Search the data for the string "templateAssets", and report each line where it is found.
╭──
PR #1226, opened 2022-06-30
fix: merge go.build.%.sealctl/sealos

SignorMercurio:
Now sealos will be built with `CGO_ENABLED=0` too, which makes cross-platform building possible.


cuisongliu (approved):

berlinsaint:
lgtm

PR #6999, opened 2026-06-13
feat(template): support managed template repository layout

mlhiter:
## What this PR does

This PR adds Template App support for the managed template repository layout produced by Sealos Admin.

- Reads category metadata from `config/categories.json` in the cloned template repository, with the existing env fallback kept server-side.
- Serves repository-local README/icon assets through `/api/templateAsset` so private or offline stores do not depend on public raw URLs.
- Supports split template manifests such as `template/<name>/index.yaml` plus `template/<name>/manifests/*.yaml` while keeping legacy single-file templates compatible.

## Why this is needed

The paired Admin template-management flow writes templates, categories, README files, icons, and manifests into an internal Git/Gogs repository. Template App needs to consume that same repository format for the store and deploy flows.

## Test

- `pnpm -C frontend/providers/template build`

Note: the build completed successfully with existing React Hook lint warnings.

### DIFF
--- a/frontend/providers/template/src/pages/api/templateAsset.ts
+++ b/frontend/providers/template/src/pages/api/templateAsset.ts
@@ -2,6 +2,7 @@ import { jsonRes } from '@/services/backend/response';
 import { readTemplateAssetFile } from '@/utils/templateAssets';
 import type { NextApiRequest, NextApiResponse } from 'next';
 import path from 'path';
+import { ensureRepoFresh } from '@/services/backend/template-repo';
 
 const MIME_BY_EXT: Record<string, string> = {
   '.svg': 'image/svg+xml',
@@ -14,7 +15,7 @@ const MIME_BY_EXT: Record<string, string> = {
   '.txt': 'text/plain; charset=utf-8'
 };
 
-export default function handler(req: NextApiRequest, res: NextApiResponse) {
+export default async function handler(req: NextApiRequest, res: NextApiResponse) {
   const { templateName, asset } = req.query as {
     templateName?: string;
     asset?: string;
@@ -25,6 +26,8 @@ export default function handler(req: NextApiRequest, res: NextApiResponse) {
   }
 
   try {
+    await ensureRepoFresh();
+
     const originalPath = process.cwd();
     const jsonPath = path.resolve(originalPath, 'templates.json');
     const result = readTemplateAssetFile({ jsonPath, templateName, assetUrl: asset });
--- a/frontend/providers/template/src/pages/api/templateAsset.ts
+++ b/frontend/providers/template/src/pages/api/templateAsset.ts
@@ -1,0 +1,41 @@
+import { jsonRes } from '@/services/backend/response';
+import { readTemplateAssetFile } from '@/utils/templateAssets';
+import type { NextApiRequest, NextApiResponse } from 'next';
+import path from 'path';
+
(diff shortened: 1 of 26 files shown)


frontend/providers/template/src/pages/api/templateAsset.ts
```diff
@@ -0,0 +1,44 @@
...
+  if (!templateName || !asset) {
+    return jsonRes(res, { code: 400, message: 'templateName and asset are required.' });
+  }
+
+  try {
+    await ensureRepoFresh();
+
+    const originalPath = process.cwd();
+    const jsonPath = path.resolve(originalPath, 'templates.json');
+    const result = readTemplateAssetFile({ jsonPath, templateName, assetUrl: asset });
```
zjy365, line 33: This makes the new public asset endpoint a generic file reader for the cloned template repository. `asset` comes directly from the query string and is only constrained later to stay under `templates/`, so an unauthenticated caller can request files that were never declared as this template’s README/icon, for example enough `../` segments to reach `templates/.git/config` or `/config/categories.json`. In private/offline repo deployments this can leak repo config, unpublished templates, and other non-asset files. Please authorize the asset against the template’s declared `spec.readme`/`spec.icon`/`i18n` assets, and only serve derived README images from an explicit allowlist of safe locations/extensions.

frontend/providers/template/src/utils/templateAssets.ts
```diff
@@ -0,0 +1,136 @@
...
+}
+
+export function getTemplateRepoRootPath() {
+  return path.resolve(process.cwd(), 'templates');
+}
+
+function assertInRepo(repoRootPath: string, targetPath: string) {
+  const root = path.resolve(repoRootPath);
+  const target = path.resolve(targetPath);
+  if (target !== root && !target.startsWith(`${root}${path.sep}`)) {
```
zjy365, line 35: This boundary check is path-string based, so it does not protect against symlinks inside the template repository. A repo entry such as `template/foo/leak.txt -> /etc/passwd` still resolves under `templates/` here, but `fs.readFileSync()` follows the symlink and returns the target outside the repo. The split-manifest reader has the same shape when reading files from `manifests/`. Please validate real paths before reading and reject symlinks, or use `lstat` plus a realpath repo-root check and only allow regular files.

frontend/providers/template/src/services/backend/template-repo.ts
```diff
@@ -133,4 +149,33 @@ export async function updateRepo() {
 
   const jsonContent = JSON.stringify(jsonObjArr, null, 2);
   fs.writeFileSync(jsonPath, jsonContent, 'utf-8');
+  lastRepoSyncAt = Date.now();
+  clearTemplateRuntimeCaches();
+}
+
+export async function ensureRepoFresh({ force = false }: { force?: boolean } = {}) {
```
zjy365, line 156: Moving repo refresh from the existing background cron into `ensureRepoFresh()` changes the freshness model in a problematic way. With no traffic the catalog no longer updates in the background, and every read path now has to remember to call this helper before touching `templates.json`; any new or existing endpoint that misses it will silently serve stale data. It also puts `git pull` on the user request path whenever the TTL expires. Please keep a single background refresh mechanism (or another centralized scheduler) and let read handlers only read the current catalog/cache, instead of making each API endpoint responsible for repository synchronization.

PR #7005, opened 2026-06-17
fix(dbprovider): hide empty monitor metrics

zjy365:
## Summary
- hide DBProvider monitor charts that currently render empty data
- fix the malformed MySQL aborted connections PromQL query
- ignore local CodeGraph index output

## Testing
- Not run; change is limited to chart visibility and query string cleanup.


Nixieboluo (approved):
lgtm

PR #7012, opened 2026-06-22
fix(auth): preserve nickname on repeated login

zjy365:
## Summary

- stop repeated sign-ins from overwriting user-managed nicknames with provider profile names
- keep existing avatar refresh behavior for returning users
- add a unit test covering the repeated-login nickname preservation path

## Root cause

Existing users were updated on every non-password login with the latest provider profile name. That made admin-edited nicknames revert to the GitHub login, phone number, or OAuth profile name after the next login.

## Tests

- `pnpm vitest run --project unit src/__tests__/unit/backend/auth/global-auth.test.ts`
- `pnpm vitest run --project unit src/__tests__/unit/backend/auth src/__tests__/unit/backend/oauth2-idp`


Nixieboluo (approved):
lgtm

PR #7013, opened 2026-06-22
fix(applaunchpad): hydrate form quantities

Nixieboluo:
Fixes the Applaunchpad client crash caused by serialized or form-cloned `Quantity` values losing methods like `milliValue()`.

Adds runtime quantity hydration at conversion/form boundaries plus a regression test for serialized CPU, memory, and storage values.


Nixieboluo:
superseded by #7018

PR #7021, opened 2026-06-25
fix(dbprovider): apply create patch yamls

Nixieboluo:
Apply DB create-time patch YAMLs from `constants/db.ts`, starting with PostgreSQL reconfiguration to remove `bg_mon` from `shared_preload_libraries`.

Wire the shared patch flow into all dbprovider create paths and add unit coverage for the PostgreSQL OpsRequest payload.


Nixieboluo:
Not eligible.

PR #7028, opened 2026-06-25
fix(applaunchpad): preserve init container volumes during yaml patch

zjy365:
## Summary
- Preserve volumes referenced only by initContainers when patching Deployment and StatefulSet YAML.
- Add a unit regression test for Deployment patching so configMap volumes used only by initContainers are retained.

## Testing
- pnpm --filter ./providers/applaunchpad test:unit


Nixieboluo (approved):
lgtm

PR #7034, opened 2026-06-26
fix(applaunchpad): delete pvcs for owner-referenced apps

zjy365:
## Summary
- remove the `/api/delApp` ownerReferences fast path so app deletion always runs explicit dependent cleanup
- keep the existing `app=<name>` PVC collection delete for owner-referenced StatefulSet apps
- add a regression test covering a StatefulSet app with `cloud.sealos.io/owner-references=ready`

## Root Cause
`/api/delApp` assumed ownerReferences cascade deletion would clean every dependent resource and returned immediately after deleting the workload. StatefulSet `volumeClaimTemplates` PVCs are retained by default, so the PVC cleanup block was skipped and app PVCs remained after deletion.

## Validation
- `pnpm --dir frontend/providers/applaunchpad exec vitest run`

## Additional Information

Use `persistentVolumeClaimRetentionPolicy` after Kubernetes v1.32: https://github.com/labring/sealos/pull/7034#issuecomment-4807811441

### DIFF
--- a/frontend/providers/applaunchpad/__tests__/unit/pages/api/delApp.test.ts
+++ b/frontend/providers/applaunchpad/__tests__/unit/pages/api/delApp.test.ts
@@ -1,0 +1,96 @@
+import { beforeEach, describe, expect, it, vi } from 'vitest';
+import { DeleteAppByName } from '@/pages/api/delApp';
+
+const authSessionMock = vi.hoisted(() => vi.fn());
+const getK8sMock = vi.hoisted(() => vi.fn());
+
+vi.mock('@/services/backend/auth', () => ({
+  authSession: authSessionMock
+}));
+
+vi.mock('@/services/backend/kubernetes', () => ({
+  getK8s: getK8sMock
+}));
+
+function notFound() {
+  return Promise.reject({
+    body: {
+      code: 404
+    }
+  });
+}
+
+function createK8sContext() {
+  return {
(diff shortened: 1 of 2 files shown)


zjy365:
Fix approach note:

Kubernetes already has a native StatefulSet control for this behavior: `.spec.persistentVolumeClaimRetentionPolicy`, stable since Kubernetes v1.32. For Launchpad-created StatefulSets, the Kubernetes-native shape would be:

```yaml
spec:
  persistentVolumeClaimRetentionPolicy:
    whenDeleted: Delete
    whenScaled: Retain
```

That would make the StatefulSet controller delete PVCs created from `volumeClaimTemplates` when the StatefulSet is deleted.

This PR keeps the narrower 5.1 hotfix in the delete path instead: it preserves the existing ownerReferences fast path, deletes the Deployment/StatefulSet as before, and then explicitly deletes PVCs with `app=<name>` before returning. The reason is compatibility with existing apps and clusters: changing StatefulSet generation only helps newly created or updated StatefulSets that carry the retention policy, while the reported leak can happen on already-created apps whose StatefulSets do not have that field.

A more complete follow-up can add `persistentVolumeClaimRetentionPolicy.whenDeleted=Delete` to generated StatefulSets while keeping this explicit delete as a compatibility fallback for older apps / older clusters.

Nixieboluo (approved):
lgtm

PR #7043, opened 2026-07-03
feat(desktop): add core-js polyfill

Nixieboluo:
## Summary

  Adds a CoreJS polyfill to the desktop app entrypoint so the client bundle has stable JavaScript runtime APIs available in older Chromium-based browsers.

  Changes included:

  - Adds `core-js@3.33.3` as a direct `desktop` dependency
  - Imports `core-js/stable` at the top of `desktop/src/pages/_app.tsx`
  - Updates the lockfile importer entry for `desktop`

  ## Compatibility

  This targets Chrome 86 and newer.

  The polyfill is loaded before the desktop app initializes, so stable ECMAScript APIs provided by CoreJS are available across the desktop client runtime. This is intended to support
  environments based on Chromium 86, including Chrome 86 and compatible embedded Chromium/WebView runtimes.


Nixieboluo:
Closes https://github.com/labring-sigs/sealos-issues/issues/330.

zjy365 (approved):

PR #7049, opened 2026-07-08
fix(license): parse Kubernetes resource quantities

mlhiter:
## Summary

- Parse Kubernetes resource quantities in the license cluster info API instead of assuming node memory is always reported in `Ki`.
- Convert memory quantities to bytes before reporting GiB, while keeping CPU quantities in cores.
- Add regression coverage for `Ki`, `Mi`, `Gi`, and millicore CPU quantities.

## Testing

- `pnpm --filter ./providers/license run test:quantity`
- `pnpm --filter ./providers/license run build`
╰──
(Solution)
 import { readTemplateAssetFile } from '@/utils/templateAssets';
+import { readTemplateAssetFile } from '@/utils/templateAssets';
frontend/providers/template/src/utils/templateAssets.ts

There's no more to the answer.